(Beginning of DATA SHOWN)
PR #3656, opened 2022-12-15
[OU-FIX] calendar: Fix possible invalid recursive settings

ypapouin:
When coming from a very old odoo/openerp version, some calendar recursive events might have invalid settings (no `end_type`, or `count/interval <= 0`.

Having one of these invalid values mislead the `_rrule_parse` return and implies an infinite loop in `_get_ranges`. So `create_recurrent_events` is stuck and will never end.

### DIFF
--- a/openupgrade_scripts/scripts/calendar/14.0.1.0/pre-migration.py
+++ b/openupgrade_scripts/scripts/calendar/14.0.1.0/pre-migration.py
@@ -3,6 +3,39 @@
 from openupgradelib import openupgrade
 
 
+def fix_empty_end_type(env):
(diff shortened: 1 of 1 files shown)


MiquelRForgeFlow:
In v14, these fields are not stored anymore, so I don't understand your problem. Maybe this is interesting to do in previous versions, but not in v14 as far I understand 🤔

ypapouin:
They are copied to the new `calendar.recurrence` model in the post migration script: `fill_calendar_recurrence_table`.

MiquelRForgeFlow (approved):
(End of DATA SHOWN)
(Beginning of DATA SHOWN)
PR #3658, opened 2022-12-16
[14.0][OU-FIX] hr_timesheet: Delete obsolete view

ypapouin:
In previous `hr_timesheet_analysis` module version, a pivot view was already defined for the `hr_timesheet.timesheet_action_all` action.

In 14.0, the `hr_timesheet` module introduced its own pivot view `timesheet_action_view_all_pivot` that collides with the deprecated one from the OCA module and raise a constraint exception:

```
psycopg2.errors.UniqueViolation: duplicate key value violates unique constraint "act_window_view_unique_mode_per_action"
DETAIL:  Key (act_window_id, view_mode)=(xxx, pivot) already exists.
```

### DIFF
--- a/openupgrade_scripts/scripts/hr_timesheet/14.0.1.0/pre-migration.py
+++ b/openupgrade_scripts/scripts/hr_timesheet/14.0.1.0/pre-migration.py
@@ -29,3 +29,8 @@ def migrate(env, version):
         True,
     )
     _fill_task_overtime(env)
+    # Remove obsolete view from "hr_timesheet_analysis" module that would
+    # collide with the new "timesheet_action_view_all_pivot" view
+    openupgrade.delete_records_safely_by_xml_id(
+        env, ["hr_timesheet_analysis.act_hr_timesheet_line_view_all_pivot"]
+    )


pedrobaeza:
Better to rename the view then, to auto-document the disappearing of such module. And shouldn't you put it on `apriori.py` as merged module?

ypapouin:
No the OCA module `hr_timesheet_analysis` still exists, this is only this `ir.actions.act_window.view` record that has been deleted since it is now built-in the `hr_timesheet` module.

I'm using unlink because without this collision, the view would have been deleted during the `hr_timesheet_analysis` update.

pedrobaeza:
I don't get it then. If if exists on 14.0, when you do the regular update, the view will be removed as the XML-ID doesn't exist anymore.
(End of DATA SHOWN)
TASK BRIEF -
In the records, which lines mention the word "already"? Copy those lines.

WRITTEN ANSWER -
In previous `hr_timesheet_analysis` module version, a pivot view was already defined for the `hr_timesheet.timesheet_action_all` action.
DETAIL:  Key (act_window_id, view_mode)=(xxx, pivot) already exists.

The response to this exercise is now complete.